Amyotrophic lateral sclerosis (ALS) is debilitating neurodegenerative disease characterized by motor neuron dysfunction and progressive weakening of the neuromuscular junction (NMJ). Hereditary ALS is strongly associated with variants in the human C9orf72 gene. We have characterized C9orf72 pathology at the Drosophila NMJ and utilized several approaches to restore synaptic strength in this model. First, we demonstrate a dramatic reduction in synaptic arborization and active zone number at NMJs following C9orf72 transgenic expression in motor neurons. Further, neurotransmission is similarly reduced at these synapses, consistent with severe degradation. However, despite these defects, C9orf72 synapses still retain the ability to express presynaptic homeostatic plasticity, a fundamental and adaptive form of NMJ plasticity in which perturbation to postsynaptic neurotransmitter receptors leads to a retrograde enhancement in presynaptic release. Next, we show that these endogenous but dormant homeostatic mechanisms can be harnessed to restore synaptic strength despite C9orf72 pathogenesis. Finally, activation of regenerative signaling is not neuroprotective in motor neurons undergoing C9orf72 toxicity. Together, these experiments define synaptic dysfunction at NMJs experiencing ALS-related degradation and demonstrate the potential to activate latent plasticity as a novel therapeutic strategy to restore synaptic strength.

Figure 1

Overexpression of a C9orf72 repeat expansion transgene in motor neurons reduces the number of synaptic boutons. (A) Schematic illustrating various transgenes of human disease variants used to model ALS by transgenic expression in Drosophila. UAS-SOD1-A4V (top) is a mutant version of human SOD1 associated with ALS pathogenesis (6). UAS-(G₄C₂)3X, 30X(5), 8X, and 58X(9) (middle) are all versions of the human C9orf72 repeat expansion predicted to produce repetitive RNA complexes as well as dipeptide repeats (DPRs) through non-ATG initiated translation (RANT). UAS-Poly-GR.36 and GR.100(15) (bottom) are variations of the C9orf72 repeat expansion that produce only glycine-arginine DPRs through standard ATG translation. (B) Bouton counts at the muscle 6/7 larval NMJ in wild type (w¹¹¹⁸) and following overexpression of the indicated ALS transgene in motor neurons. One copy of the motor neuron driver OK6-Gal4 was used to drive one copy of the UAS in most cases; two copies of the motor neuron driver OK371-Gal4 was used to drive two copies of UAS in 2(8X) and 2(58X), as previously reported(9). (C) Quantification of muscle surface area in indicated genotypes. (D) Quantification of bouton numbers normalized to muscle size. GR.36-OE and GR.100-OE show a decreased synapse area to muscle size ratio, consistent with NMJ degeneration.

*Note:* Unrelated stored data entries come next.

PR #1753, opened 2018-10-07
(FACT-1873) Use builtin fact if custom facts don't resolve or have 0 wt.

ekinanp:
Previously, if any builtin facts have conflicting custom facts that all
fail to resolve, and at least one of these custom facts has a weight >
0, Facter will not report a value for that fact. This is undesirable
behavior because we always want to fall back to the builtin value if
all custom facts fail to resolve. Note that the "weight > 0" part is
important because Facter _will_ use the builtin value if all custom
facts have 0 weight.

This commit falls back to the builtin value if all custom facts fail
to resolve, which fixes the reported bug in the ticket.

### DIFF
--- a/acceptance/tests/custom_facts/conflicts_with_builtin_fact.rb
+++ b/acceptance/tests/custom_facts/conflicts_with_builtin_fact.rb
@@ -1,0 +1,106 @@
+test_name 'Facter should appropriately resolve a custom fact when it conflicts with a builtin fact' do
+  tag 'risk:medium'
+
+  def create_custom_fact_on(host, custom_fact_dir, fact_file_name, fact)
+    fact_file_contents = <<-CUSTOM_FACT
+Facter.add(:#{fact[:name]}) do
+  has_weight #{fact[:weight]}
+  setcode do
+    #{fact[:value]}
+  end
+end
+CUSTOM_FACT
+
+    fact_file_path = File.join(custom_fact_dir, fact_file_name) 
+    create_remote_file(host, fact_file_path, fact_file_contents)
+  end
+
+  def clear_custom_facts_on(host, custom_fact_dir)
+    step "Clean-up the previous test's custom facts" do
+      on(agent, "rm -f #{custom_fact_dir}/*")
+    end
+  end
+
+  agents.each do |agent|
+    custom_fact_dir = agent.tmpdir('facter')
+    teardown do
+      on(agent, "rm -rf '#{custom_fact_dir}'")
+    end
+
+    fact_name = 'timezone'
+    builtin_value = on(agent, facter('timezone')).stdout.chomp
+
+    step "Verify that Facter uses the custom fact's value when its weight is > 0" do
+      custom_fact_value = "custom_timezone"
+      create_custom_fact_on(
+        agent,
+        custom_fact_dir,
+        'custom_timezone.rb',
+        name: fact_name,
+        weight: 10,
+        value: "'#{custom_fact_value}'"
+      )
+
+      on(agent, facter("--custom-dir=#{custom_fact_dir} timezone")) do |result|
+        assert_match(/#{custom_fact_value}/, result.stdout.chomp, "Facter does not use the custom fact's value when its weight is > 0")
+      end
+    end
+
+    clear_custom_facts_on(agent, custom_fact_dir)
+
+    step "Verify that Facter uses the builtin fact's value when all conflicting custom facts fail to resolve" do
+      [ 'timezone_one.rb', 'timezone_two.rb'].each do |fact_file|
+        create_custom_fact_on(
+          agent,
+          custom_fact_dir,
+          fact_file,
+          { name: fact_name, weight: 10, value: nil }
+        )
+      end
+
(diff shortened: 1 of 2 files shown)


lib/src/ruby/fact.cc
```diff
@@ -120,6 +120,21 @@ namespace facter { namespace ruby {
                 // Set the value to what was resolved
                 _value = value;
                 _weight = weight;
+
+                if (! ruby.is_nil(_value)) {
```
ekinanp: Some questions/comments on this:
* Currently when all custom facts have weight 0, we use the builtin fact value (see [here](https://github.com/puppetlabs/facter/blob/master/lib/src/ruby/fact.cc#L87-L99). Is this desired behavior?
* If ^ is the desired behavior, then this code will break that consistency when all of our custom facts with weight > 0 fail to resolve and one custom fact with weight == 0 resolves. Would that be bad?

ekinanp:
jenkins please test this on windows10ent-64a,redhat7-64a

lib/src/ruby/fact.cc
McdonaldSeanp: According to the docs facts should always have a positive integer value (i.e. not 0): https://docs.puppet.com/facter/3.0/fact_overview.html

So as a user I wouldn't expect a facter with weight == 0 to resolve over the builtin fact.

branan: I'd say any fact with weight 0 should be considered "disabled". If that ends up surprising users in the future it's easy to fix :man_shrugging:

ekinanp:
@McdonaldSeanp Thanks for double-checking that, will update the PR

lib/src/ruby/fact.cc
```diff
@@ -120,6 +120,21 @@ namespace facter { namespace ruby {
...
+                  return 0;
+                }
+
+                // None of our resolvers were able to resolve the value.
+                // Thus, we attempt to use the "built-in" fact's value.
+                auto builtin_value = facts[ruby.to_string(_name)];
```
branan: Does it make more sense to do this at https://github.com/puppetlabs/facter/blob/b1960ad78d78616cf71a44164e2169801b15db27/lib/src/ruby/module.cc#L360 ?

lib/src/ruby/fact.cc
```diff
@@ -120,6 +120,21 @@ namespace facter { namespace ruby {
...
+                if (builtin_value) {
+                  // Already in collection, do not add
+                  add = false;
+                  _value = facter->to_ruby(builtin_value);
```
branan: I don't really like wrapping the builtin fact as a ruby one - I'd much rather handle the fallback somewhere else, if we can

branan: Ah, nevermind, I see we already do this wrapping for other cases when we don't add. Weird.

ekinanp:
jenkins please test this on windows10ent-64a,redhat7-64a

ekinanp:
It looks like we can't disable 0 weight facts because Facer will default custom facts that have no weight to have weight 0 (i.e. stuff breaks if 0 weight facts are disabled). I have, however, updated the PR so that built-in facts now have precedence over 0 weight facts, and have also updated the acceptance tests with the new behavior.

acceptance/tests/custom_facts/conflicts_with_builtin_fact.rb
```diff
@@ -0,0 +1,106 @@
...
+      )
+
+      on(agent, facter("--custom-dir=#{custom_fact_dir} timezone")) do |result|
+        assert_match(/#{custom_fact_value}/, result.stdout.chomp, "Facter does not use the custom fact's value when its weight is > 0")
+      end
+    end
+
+    clear_custom_facts_on(agent, custom_fact_dir)
+
+    step "Verify that Facter uses the builtin fact's value when all conflicting custom facts fail to resolve" do
```
ekinanp: This test fails without the changes here, as expected.

acceptance/tests/custom_facts/conflicts_with_builtin_fact.rb
```diff
@@ -0,0 +1,106 @@
...
+        end
+
+        on(agent, facter("--custom-dir=#{custom_fact_dir} timezone")) do |result|
+          assert_match(/#{builtin_value}/, result.stdout.chomp, "Facter does not give precedence to the builtin fact when all custom facts have zero weight")
+        end
+      end
+
+      clear_custom_facts_on(agent, custom_fact_dir)
+
+      step "when some custom facts have zero weight" do
```
ekinanp: This test also fails without the changes here, as expected. All other tests pass, as expected.

ekinanp:
@McdonaldSeanp Builtin facts already took precedence over custom facts that didn't specify a weight (because those facts defaulted to having a weight of 0) -- see https://github.com/puppetlabs/facter/blob/master/lib/src/ruby/fact.cc#L90. However, if one of those custom facts did have a weight, then builtin facts would not take precedence over the weightless custom facts. There should be some acceptance tests outlining these two cases. This change would break the latter scenario.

Error bars indicate ±SEM. Statistical comparisons to wild type were made using a 2-tailed Student‘s t-test. *P ≤ 0.05; **P 0.01; ***P = 0.001; detailed statistical information for represented data (mean values, SEM, n, p) is shown in Supplementary Material, Table S1.

Figure 2

Overexpression of GR.100 in motor neurons leads to reductions in presynaptic membrane surface area and active zone number at the NMJ. (A) Representative images of muscle 4 NMJs in wild type, GA.100-OE (w; OK6-Gal4/UAS-poly-GA.100), GR.36-OE (w; OK6-Gal4/UAS-poly-GR.36), and GR.100-OE (w; OK6-Gal4/UAS-poly-GR.100) DPR overexpression in motor neurons. NMJs were immunostained with anti-HRP to label the neuronal membrane and anti-vGlut to label synaptic vesicles (used to define synaptic boutons). (B) Representative images of active zones labeled with anti-BRP in the indicated genotypes. Quantification of neuronal membrane surface area (C), bouton size (D), total BRP puncta number per NMJ (E), BRP density (F), BRP size (G), and normalized mean intensity of BRP (H) in the indicated genotypes. (I) Representative images of M6/7 boutons immunostained with anti-DLG (postsynaptic scaffold) and anti-BRP in the indicated genotypes. White arrows indicate boutons where DLG and BRP are appropriately apposed (wild type) and where postsynaptic DLG puncta lack opposed BRP structures (GR.100-OE), indicating retraction. (J) Quantification of retracted NMJs in wild type and GR.100-OE larvae. Error bars indicate ±SEM. Statistical comparisons to wild type were made using a 2-tailed Student‘s t-test. *P ≤ 0.05; **P 0.01; ***P = 0.001; detailed statistical information for represented data (mean values, SEM, n, p) is shown in Supplementary Material, Table S1.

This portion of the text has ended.